PR #3516, opened 2022-05-20
POC: Incorporate EventDispatcher Into TransportImpl / RtpsUdpDataLink

simpsont-oci:
Problem: Most of our scheduled and dispatched jobs / tasks wind up running on one of our transport threads where they potentially delay reading of data, with the sole exception of the datalink cleanup job which runs on a (mostly unused) task queue thread.

Solution: Replace the unused task queue with a more general EventDispatcher and offload many (but not all) of the scheduled and dispatched jobs onto the new EventDispatcher.

Notes:
- The EventDispatcher API is generic, but an initial non-reactor / non-proactor implementation has been provided (ServiceEventDispatcher, based on DispatchService)
- The old ReactorInterceptor classes (JobQueue / SporadicTask etc) have been left untouched, potentially to be removed at a future date if/when ReactorTask is ever removed.


mitza-oci (changes requested):

dds/DCPS/RTPS/Spdp.h
```diff
@@ -448,6 +448,8 @@ class OpenDDS_Rtps_Export Spdp
   DiscoveredParticipantMap participants_;
   RtpsDiscovery* disco_;
   DCPS::RcHandle<RtpsDiscoveryConfig> config_;
+  const double quick_resend_ratio_;
+  const DCPS::TimeDuration min_resend_delay_;
```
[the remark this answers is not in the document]
simpsont-oci: Right. this could be a separate PR if needed, but I noticed high mutex contention for one of the RtpsDiscoveryConfigs during the aggressive Thrasher tests so I tried to reduce load by having Spdp copy / cache these values. Currently, nothing is updating these once they are configured, but every Spdp/Sedp transport associated with the config will repeatedly try to go grab these values.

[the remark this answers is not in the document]
jrw972: I don't think there is a reason to change these two variables.

dds/DCPS/DispatchService.h
```diff
@@ -0,0 +1,105 @@
...
+  static const bool DS_ERROR = false;
+
+  typedef void*(*FunPtr)(void*);
+  typedef std::pair<FunPtr, void*> FunArgPair;
+  typedef OPENDDS_DEQUE(FunArgPair) EventQueue;
+
+  DispatchService(size_t count = 1);
+  virtual ~DispatchService();
+
+  void shutdown(bool immediate = false, EventQueue* const pending = 0);
```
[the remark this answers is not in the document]
simpsont-oci: I want a const pointer to a non-const EventQueue.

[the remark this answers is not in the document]
simpsont-oci: I guess for the function call, it would get copied so whether it's a const pointer doesn't matter?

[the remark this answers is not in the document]
mitza-oci: Right, top-level const is not part of the method signature.  You can add it to the definition in the .cpp file if you'd like, that's the same as declaring a local const which can help avoid mistakes where the author assigns to something that shouldn't be.

dds/DCPS/ThreadPool.h
```diff
@@ -0,0 +1,55 @@
...
+class OpenDDS_Dcps_Export ThreadPool
+{
+public:
+
+  typedef ACE_THR_FUNC_RETURN(*FunPtr)(void*);
+
+  ThreadPool(size_t count, FunPtr fun, void* arg = 0);
+  virtual ~ThreadPool();
+
+  static ACE_THR_FUNC_RETURN run(void* arg);
```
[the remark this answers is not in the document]
simpsont-oci: This seems much simpler / cleaner to me, since it doesn't pull in ACE_Service_Object / ACE_Event_Handler / ACE_Shared_Object. As it stands, this could pretty easily be migrated (or #ifdef'd) to C++11 only if we switch to std::thread.

sonndinh (commented):
I haven't been able to look at all the changes yet. But overall I think it would be helpful to have some documentation for the new classes and their methods in `dds/DCPS`, like the `EventDispatcher` class has, to give an idea of what each is doing.

dds/DCPS/Barrier.h
```diff
@@ -0,0 +1,58 @@
...
+
+/**
+ * Barrier provides thread-coordination across an expected number of threads
+ *
+ * Threads which call Barrier::wait() will all wait until the expected number
+ * of threads have called Barrier::wait(), at which point they will all be woken
+ * up and the next "phase" of waiting will begin (again, being released when the
+ * expected number of waiting threads is reached
+ */
+class OpenDDS_Dcps_Export Barrier {
```
jwillemsen, line 29: Why not use ACE_Barrier?

simpsont-oci: I didn't even think to check if ACE had a barrier class. It doesn't look too heavy-weight and the API is mostly the same, so I'll give it a shot, thanks.

dds/DCPS/DispatchService.cpp
```diff
@@ -0,0 +1,207 @@
...
+void DispatchService::shutdown(bool immediate, EventQueue* const pending)
+{
+  ACE_Guard<ACE_Thread_Mutex> guard(mutex_);
+  allow_dispatch_ = false;
+  stop_when_empty_ = true;
+  running_ = running_ && !immediate; // && with existing state in case shutdown has already been called
+  cv_.notify_all();
+
+  if (pool_.contains(ACE_Thread::self())) {
+    ACE_DEBUG((LM_DEBUG, "(%P|%t) Warning :: DispatchService::shutdown: Contained Thread Attempting To Call Shutdown."));
```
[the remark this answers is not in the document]
simpsont-oci: DispatchService is not aware of system debug levels, but this should probably follow the dev guidelines and be a full error message, since it's unrecoverable / unreportable.

dds/DCPS/PeriodicEvent.cpp
```diff
@@ -0,0 +1,87 @@
...
+    EventDispatcher_rch dispatcher = dispatcher_.lock();
+    if (dispatcher) {
+      const MonotonicTimePoint expiration = now + period;
+      long id = dispatcher->schedule(rchandle_from(this), expiration);
+      if (id > 0) {
+        period_ = period;
+        expiration_ = expiration;
+        timer_id_ = id;
+        strict_timing_ = strict_timing;
+      }
```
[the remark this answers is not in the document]
simpsont-oci: This should match the PeriodicTask behavior now, though based on @jwillemsen 's other comment we may want to make this dependent on debug levels?

dds/DCPS/EventDispatcher.h
```diff
@@ -0,0 +1,155 @@
...
+
+/**
+ * EventBase is an abstract base class for events
+ *
+ * EventBase is an abstract base class for events dispatched or scheduled by
+ * an EventDispatcher. Derived classes are required to implement handle_event
+ * which will be called when the event is dispatched by the event dispatcher
+ */
+struct OpenDDS_Dcps_Export EventBase : public virtual RcObject
+{
```
mitza-oci, line 30:
```suggestion
struct OpenDDS_Dcps_Export EventBase : virtual RcObject {
```

dds/DCPS/transport/framework/TransportInst.cpp
```diff
@@ -218,6 +218,13 @@ OpenDDS::DCPS::TransportInst::reactor_task()
   return temp ? temp->reactor_task() : OpenDDS::DCPS::ReactorTask_rch();
 }
 
+OpenDDS::DCPS::EventDispatcher_rch
+OpenDDS::DCPS::TransportInst::event_dispatcher()
+{
+  const OpenDDS::DCPS::TransportImpl_rch temp = impl();
+  return temp ? temp->event_dispatcher() : OpenDDS::DCPS::EventDispatcher_rch();
```
mitza-oci, line 225:
```suggestion
  const TransportImpl_rch temp = impl();
  return temp ? temp->event_dispatcher() : EventDispatcher_rch();
```

mitza-oci (changes requested):

simpsont-oci:
Pretty sure the remaining bench failures (echo / echo_frag, maybe others?) will be resolved by #3586.

dds/DCPS/DispatchService.cpp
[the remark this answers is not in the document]
jrw972: According to the guidlines, this should be conditioned on `log_level >= Error`.

jrw972 (approved):

dds/DCPS/SporadicEvent.h
```diff
@@ -0,0 +1,83 @@
...
+
+OPENDDS_BEGIN_VERSIONED_NAMESPACE_DECL
+
+namespace OpenDDS {
+namespace DCPS {
+
+/**
+ * SporadicEvent is an event which can be scheduled multiple times but will only dispatch once
+ *
+ * SporadicEvent serves as a helpful utility class for allowing repeated calls
```
mitza-oci, line 21:
```suggestion
 * SporadicEvent allows repeated calls
```

dds/DCPS/ThreadPool.cpp
```diff
@@ -0,0 +1,75 @@
...
+OPENDDS_BEGIN_VERSIONED_NAMESPACE_DECL
+
+namespace OpenDDS {
+namespace DCPS {
+
+ThreadPool::ThreadPool(size_t count, FunPtr fun, void* arg)
+ : barrier_(count + 1)
+ , fun_(fun)
+ , arg_(arg)
+ , ids_(count, 0)
```
mitza-oci, line 23: warnings here

dds/DCPS/ThreadPool.h
```diff
@@ -0,0 +1,73 @@
...
+ * ThreadPool creates several threads at construction and attempts to join them
+ * at destruction. Users of ThreadPool are responsible for making sure the
+ * running threads are in a joinable state before the destruction of ThreadPool
+ */
+class OpenDDS_Dcps_Export ThreadPool
+{
+public:
+
+  /// A typedef for the starting point of the ThreadPool
+  typedef ACE_THR_FUNC_RETURN(*FunPtr)(void*);
```
mitza-oci, line 35:
```suggestion
  typedef ACE_THR_FUNC_RETURN (*FunPtr)(void*);
```

dds/DCPS/ThreadPool.cpp
```diff
@@ -0,0 +1,75 @@
...
+{
+  {
+    ACE_Guard<ACE_Thread_Mutex> guard(mutex_);
+    for (size_t i = 0; i < count; ++i) {
+      ACE_Thread::spawn(run, this, THR_NEW_LWP | THR_JOINABLE, 0, &(ids_[i]));
```
mitza-oci, line 28: Is this the same as `spawn_n`?

dds/DCPS/ThreadPool.cpp
```diff
@@ -0,0 +1,75 @@
...
+}
+
+ThreadPool::~ThreadPool()
+{
+  join_all();
+}
+
+ACE_THR_FUNC_RETURN ThreadPool::run(void* arg)
+{
+  ThreadPool& pool = *(static_cast<ThreadPool*>(arg));
```
mitza-oci, line 43:
```suggestion
  ThreadPool& pool = *static_cast<ThreadPool*>(arg);
```

dds/DCPS/DispatchService.h
```diff
@@ -0,0 +1,102 @@
...
+
+namespace OpenDDS {
+namespace DCPS {
+
+template <typename T>
+void* fun_ptr_proxy(void* arg)
+{
+  T& ref = *static_cast<T*>(arg);
+  ref();
+  return 0;
```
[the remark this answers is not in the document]
simpsont-oci: It needs to match the function signature of ACE's thread start functions.

dds/DCPS/ThreadPool.cpp
simpsont-oci: I think I had it that way at first but changed it for some reason, perhaps because the flags weren't defaulted or because I wasn't getting the handles the way I expected.

dds/DCPS/DispatchService.h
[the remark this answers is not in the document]
mitza-oci: This would be helpful to have as a comment in the code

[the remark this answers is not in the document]
simpsont-oci: Ah, sorry, I misunderstood the compile error I saw. It needs to match the signature for DispatchService's dispatch and schedule, which we're free to change to match. Updated.

dds/DCPS/SporadicEvent.h
```diff
@@ -0,0 +1,81 @@
...
+OPENDDS_BEGIN_VERSIONED_NAMESPACE_DECL
+
+namespace OpenDDS {
+namespace DCPS {
+
+/**
+ * SporadicEvent is an event which can be scheduled multiple times but will only dispatch once
+ *
+ * SporadicEvent allows repeated calls to schedule (when the application is
+ * unsure if the event has already been scheduled, but cumulative calls to
```
mitza-oci, line 22:
```suggestion
 * unsure if the event has already been scheduled), but cumulative calls to
```

mitza-oci (approved):

dds/DCPS/DispatchService.h
```diff
@@ -0,0 +1,152 @@
...
+   * Cancel a scheduled event by function pointer
+   * @param fun the function pointer of the event/s to cancel
+   * @param arg the argument passed at time of scheduling
+   * @return the number of timers successfully canceled (potentially several)
+   */
+  size_t cancel(FunPtr fun, void* arg = 0);
+
+  /// Helper function to cancel arbitrary function objects (see fun_ptr_proxy)
+  template <typename T>
+  size_t cancel(T& ref) {
```
iguessthislldo, line 119:
```suggestion
  size_t cancel(T& ref)
  {
```

dds/DCPS/EventDispatcher.cpp
```diff
@@ -0,0 +1,57 @@
...
+  } catch (...) {
+    handle_error();
+  }
+  /// In order to avoid extra allocations for containers of RcHandle<EventBase>
+  /// implementations of EventDispatcher will increase the reference count of
+  /// all queued EventBase objects, and decrement them when they are dispatched
+  /// or canceled.
+  /// Since the EventDispatcher does not directly hold copies of the events,
+  /// decrementing the reference count after a normal dispatch currently needs
+  /// to happen here in the call to EventBase::operator()() after handle_event.
```
iguessthislldo, line 42: Doxygen comments do nothing here.

tests/unit-tests/dds/DCPS/DispatchService.cpp
```diff
@@ -0,0 +1,422 @@
...
+  void operator()() { if (increment_call_count() % 2) { dispatcher_.dispatch(*this); } }
+
+  OpenDDS::DCPS::DispatchService& dispatcher_;
+};
+
+struct RecursiveTestObjTwo : public TestObjBase
+{
+  RecursiveTestObjTwo(OpenDDS::DCPS::DispatchService& dispatcher, size_t dispatch_scale) : dispatcher_(dispatcher), dispatch_scale_(dispatch_scale) {}
+
+  void operator()() { increment_call_count(); const size_t scale = dispatch_scale_.value(); for (size_t i = 0; i < scale; ++i) { dispatcher_.dispatch(*this); } }
```
iguessthislldo, line 70: Make multiple lines?

tests/unit-tests/dds/DCPS/DispatchService.cpp
```diff
@@ -0,0 +1,422 @@
...
+ */
+
+#include <dds/DCPS/DispatchService.h>
+
+#include <ace/OS_NS_unistd.h>
+
+#include <gtest/gtest.h>
+
+namespace
+{
```
iguessthislldo, line 15:
```suggestion
namespace {
```

iguessthislldo (changes requested):

iguessthislldo (approved):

§ **DESCRIPTION OF THE TASK**
The response must consist solely of the lines from the top of the records through the line holding "Problem: Most of", copied word for word.

§ **PROBLEM SOLUTION**
PR #3516, opened 2022-05-20
POC: Incorporate EventDispatcher Into TransportImpl / RtpsUdpDataLink

simpsont-oci:
Problem: Most of our scheduled and dispatched jobs / tasks wind up running on one of our transport threads where they potentially delay reading of data, with the sole exception of the datalink cleanup job which runs on a (mostly unused) task queue thread.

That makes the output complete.